To win a tennis match, sometimes you just need to outlast your opponent. This is especially true for players who are of very similar ability and skill level. Stamina becomes a critical factor. The next tennis training tip then is: improve endurance. The most basic way to work on this is to increase aerobic resistance by doing activities like long distance running or swimming. However, endurance in tennis is vastly different from other aerobic sports like running, cycling or cross country skiing.
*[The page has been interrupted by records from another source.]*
PR #139, opened 2023-05-22
[hotfix] Update RedisSink write and flush logic

yunfengzhou-hub:

In the current implementation, Redis sink uses pipeline to cache write requests which are flushed per checkpoint and when the cache is full. Such behavior has caused that in some use cases, some features might be deleted, and rewritten after dozens of seconds.

This pull request fixes this behavior by changing the behavior when the sink function writes out list and map data.

## Brief change log

- Compares lists and maps to be written out to Redis with existing values and only update the changed part.
- Flushes out data for every record.

  - The public API: no

## Documentation


yunfengzhou-hub:

PR #141, opened 2023-05-23
Introduce MAP and JSON_STRING builtin functions

Sxnan:

Introduce MAP and JSON_STRING builtin functions.

## Brief change log

- Introduce MAP and JSON_STRING builtin functions

  - The public API: yes

## Documentation

### DIFF
--- a/python/feathub/feature_views/transforms/tests/test_expression_transform.py
+++ b/python/feathub/feature_views/transforms/tests/test_expression_transform.py
@@ -16,7 +16,7 @@ from abc import ABC
 import pandas as pd
 from dateutil.tz import tz
 
-from feathub.common.types import Float64, String, Int64
+from feathub.common.types import Float64, String, Int64, Bool, VectorType, MapType
 from feathub.common.utils import to_unix_timestamp
 from feathub.feature_views.derived_feature_view import DerivedFeatureView
 from feathub.feature_views.feature import Feature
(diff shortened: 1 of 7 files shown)


python/feathub/feature_views/transforms/tests/test_expression_transform.py
```diff
@@ -340,3 +340,113 @@ def test_duplicate_feature_name_with_source(self):
...
+                    name="row_map",
+                    transform="MAP('name', name, "
+                    "'cost', JSON_STRING(cost), "
+                    "'distance', JSON_STRING(distance), "
+                    "'time', time)",
+                ),
+                Feature(
+                    name="cost_distance_map",
+                    transform="MAP('cost', cost, 'distance', distance)",
+                ),
```
yunfengzhou-hub, line 362: Could you please also add a Feature whose `transform="MAP()"`? Zero arguments is also an even number of arguments.

yunfengzhou-hub (commented):

python/feathub/feature_views/transforms/tests/test_expression_transform.py
Sxnan: The problem with `MAP()` is that we cannot derive the type information of the result. Given that we don't see the use case at the moment, I think it is simpler that the `MAP` function requires at least two arguments.

Sxnan:
@yunfengzhou-hub Thanks for your review! I updated the PR accordingly. Can you take another look?

lindong28:
Thanks for the PR. LGTM.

Tennis actually emphasizes anaerobic resistance because it is a sport where there are short bursts of physical exertion followed by periods of rest. Furthermore, each point in tennis can be entirely different from the next point. There could be a 3-stroke rally followed by a 10 stroke rally where you run all over the court and a 50 stroke rally where you are mostly hitting steadily from a particular position. You have to be prepared for different kinds of points.
The sixth tennis training tip is the modification of your diet. This should be tailored to suit a player’s specific metabolic and physiological profile. Proper nutrition in tennis consists of a combination of high quality protein and complex carbohydrates. These are the core materials for developing strength and the proper fuels for endurance, respectively.
During a long match, players need to replenish energy, keep well hydrated as well as replace lost electrolytes. Energy bars, water, sports drinks and fruits like bananas are recommended. More importantly, a good tennis diet should consist of food that satisfies the individual palate as well. It is not advisable to totally cut out sweets, treats and junk food. Rather, these should be taken in moderation or in limited portions only. All healthy food is good food for tennis. Needless to say, the daily requirements for essential vitamins and minerals should be met.
The last tennis training tip relates to something that is not usually thought about in training. This aspect of the sport is called mental toughness. Usually, people do not associate this with exercise and training because they think that it is not something that can be developed through drills and work out routines. In the literal sense they are correct.
Working out in the gym and doing footwork drills aren’t going to directly influence your mental toughness. But there are also exercises and drills for the mind, and they can be incorporated into your practice sessions. A good way to approach this is to treat practice matches just like you would an actual match. You should practice focusing, staying in the moment, blocking out distractions and thinking about what you need to do.
Also, work on shots that you would actually use in a match in order to develop your confidence. Concentration can be developed by playing games like first-to-eleven points and the ability to handle pressure can be increased by playing tie-breakers.